--- Work item ---
Each entry needs to appear again, retyped exactly as it is below.

--- Data for processing ---
··········
PR #1445, opened 2024-06-13
Un-hide the Pontus-X Testnet layer

csillag:
This PR enabled showing the Pontus-X Testnet in the layer selector.

Please note that it's still not on the graph.

(I'm not sure how much of a problem that is.)


src/app/utils/route-utils.ts
```diff
@@ -37,6 +37,14 @@ export type SpecifiedPerEnabledLayer<T = any, ExcludeLayers = never> = {
 
 export type SpecifiedPerEnabledRuntime<T = any> = SpecifiedPerEnabledLayer<T, typeof Layer.consensus>
 
+export const hiddenLayers: Layer[] = [Layer.pontusxdev]
+
+console.log('Hidden layers are', hiddenLayers)
```
buberdds, line 42: remove

src/app/utils/route-utils.ts
```diff
@@ -37,6 +37,14 @@ export type SpecifiedPerEnabledLayer<T = any, ExcludeLayers = never> = {
 
 export type SpecifiedPerEnabledRuntime<T = any> = SpecifiedPerEnabledLayer<T, typeof Layer.consensus>
 
+export const hiddenLayers: Layer[] = [Layer.pontusxdev]
```
buberdds, line 40: what's a plan for pontusxdev? It's going to be accessible via direct url only?

src/app/utils/route-utils.ts
csillag: Done.

src/app/utils/route-utils.ts
csillag: Yes, in our release, it's only available via direct URL. (On the pontus-x branch, it's not hidden, so it's available in the layer selector.)

buberdds (approved):

PR #1451, opened 2024-06-17
Provide real data in Consensus Current Epoch snapshot card

buberdds:


src/app/pages/ConsensusDashboardPage/SnapshotEpoch.tsx
```diff
@@ -14,13 +15,27 @@ const StyledBox = styled(Box)(({ theme }) => ({
...
+  let percentageValue = undefined
+
+  if (epochs && epochs[1]?.end_height) {
+    const epochDiffHeight = epochs[1]?.end_height - epochs[1]?.start_height
+
+    if (blockHeight) {
+      const completedBlocksInCurrentEpoch = blockHeight - epochs[0]?.start_height
+      percentageValue = completedBlocksInCurrentEpoch / epochDiffHeight
+    }
+  }
```
lubej, line 38: As this won't really change that often can we memoize it(Due to re-renders)?

And maybe multiply percentageValue in here? As opposed to inside prop passing(`value={percentageValue * 100}`).

lubej (approved):

src/app/pages/ConsensusDashboardPage/SnapshotEpoch.tsx
lukaw3d: I wouldn't memoize. Seems very likely that it would hurt performance: caching and comparing memoization keys will take more CPU than three math operations. And it would hurt readability

PR #1459, opened 2024-06-25
Prepare API layer for merged staking view

buberdds:
I will stop here because there is something wrong with designs.

- account can stake to a validator multiple times and `delegations` endpoint will return one row - view is Ok in this case
- account can start debonding multiple times from a validator.  We can have multiple rows (one row per epoch)
- What `Shares` column represents? summing delegation_shares + debonding_delegation shares doesn't make sense (since these are actually different shares)

Screenshot from 2024-06-25 09-48-23

Impl details: 
- we won't have a dedicated endpoint to show Staking card so we need data from `delegations` and `debonding_delegations` 
- https://nexus.oasis.io/v1/consensus/accounts/oasis1qqnk4au603zs94k0d0n7c0hkx8t4p6r87s60axru/delegations
- https://nexus.oasis.io/v1/consensus/accounts/oasis1qqnk4au603zs94k0d0n7c0hkx8t4p6r87s60axru/debonding_delegations
- [x] group `debonding_delegations` by validator and sum shares and amounts
- [ ] merge `delegations` and `debonding_delegations` group by validator and return custom object with props `amount`, `debondingAmount`, `delegator`,`validator`, `debondingEpochs`, `shares(???)`    
- [ ] as we are losing backend pagination we will use frontend pagination
- [ ] ignore is_total_count_clipped for both endpoints 
- [ ] add additional variant to Delegations table component

Alternatives:
- add badges in the right top header of Staking card (Active, Debonding) instead of (How shares are calc link) and show whatever endpoints provide in both sub views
··········
--- Written response ---
PR #1445, opened 2024-06-13
Un-hide the Pontus-X Testnet layer

csillag:
This PR enabled showing the Pontus-X Testnet in the layer selector.

Please note that it's still not on the graph.

(I'm not sure how much of a problem that is.)


src/app/utils/route-utils.ts
```diff
@@ -37,6 +37,14 @@ export type SpecifiedPerEnabledLayer<T = any, ExcludeLayers = never> = {
 
 export type SpecifiedPerEnabledRuntime<T = any> = SpecifiedPerEnabledLayer<T, typeof Layer.consensus>
 
+export const hiddenLayers: Layer[] = [Layer.pontusxdev]
+
+console.log('Hidden layers are', hiddenLayers)
```
buberdds, line 42: remove

src/app/utils/route-utils.ts
```diff
@@ -37,6 +37,14 @@ export type SpecifiedPerEnabledLayer<T = any, ExcludeLayers = never> = {
 
 export type SpecifiedPerEnabledRuntime<T = any> = SpecifiedPerEnabledLayer<T, typeof Layer.consensus>
 
+export const hiddenLayers: Layer[] = [Layer.pontusxdev]
```
buberdds, line 40: what's a plan for pontusxdev? It's going to be accessible via direct url only?

src/app/utils/route-utils.ts
csillag: Done.

src/app/utils/route-utils.ts
csillag: Yes, in our release, it's only available via direct URL. (On the pontus-x branch, it's not hidden, so it's available in the layer selector.)

buberdds (approved):

PR #1451, opened 2024-06-17
Provide real data in Consensus Current Epoch snapshot card

buberdds:


src/app/pages/ConsensusDashboardPage/SnapshotEpoch.tsx
```diff
@@ -14,13 +15,27 @@ const StyledBox = styled(Box)(({ theme }) => ({
...
+  let percentageValue = undefined
+
+  if (epochs && epochs[1]?.end_height) {
+    const epochDiffHeight = epochs[1]?.end_height - epochs[1]?.start_height
+
+    if (blockHeight) {
+      const completedBlocksInCurrentEpoch = blockHeight - epochs[0]?.start_height
+      percentageValue = completedBlocksInCurrentEpoch / epochDiffHeight
+    }
+  }
```
lubej, line 38: As this won't really change that often can we memoize it(Due to re-renders)?

And maybe multiply percentageValue in here? As opposed to inside prop passing(`value={percentageValue * 100}`).

lubej (approved):

src/app/pages/ConsensusDashboardPage/SnapshotEpoch.tsx
lukaw3d: I wouldn't memoize. Seems very likely that it would hurt performance: caching and comparing memoization keys will take more CPU than three math operations. And it would hurt readability

PR #1459, opened 2024-06-25
Prepare API layer for merged staking view

buberdds:
I will stop here because there is something wrong with designs.

- account can stake to a validator multiple times and `delegations` endpoint will return one row - view is Ok in this case
- account can start debonding multiple times from a validator.  We can have multiple rows (one row per epoch)
- What `Shares` column represents? summing delegation_shares + debonding_delegation shares doesn't make sense (since these are actually different shares)

Screenshot from 2024-06-25 09-48-23

Impl details: 
- we won't have a dedicated endpoint to show Staking card so we need data from `delegations` and `debonding_delegations` 
- https://nexus.oasis.io/v1/consensus/accounts/oasis1qqnk4au603zs94k0d0n7c0hkx8t4p6r87s60axru/delegations
- https://nexus.oasis.io/v1/consensus/accounts/oasis1qqnk4au603zs94k0d0n7c0hkx8t4p6r87s60axru/debonding_delegations
- [x] group `debonding_delegations` by validator and sum shares and amounts
- [ ] merge `delegations` and `debonding_delegations` group by validator and return custom object with props `amount`, `debondingAmount`, `delegator`,`validator`, `debondingEpochs`, `shares(???)`    
- [ ] as we are losing backend pagination we will use frontend pagination
- [ ] ignore is_total_count_clipped for both endpoints 
- [ ] add additional variant to Delegations table component

Alternatives:
- add badges in the right top header of Staking card (Active, Debonding) instead of (How shares are calc link) and show whatever endpoints provide in both sub views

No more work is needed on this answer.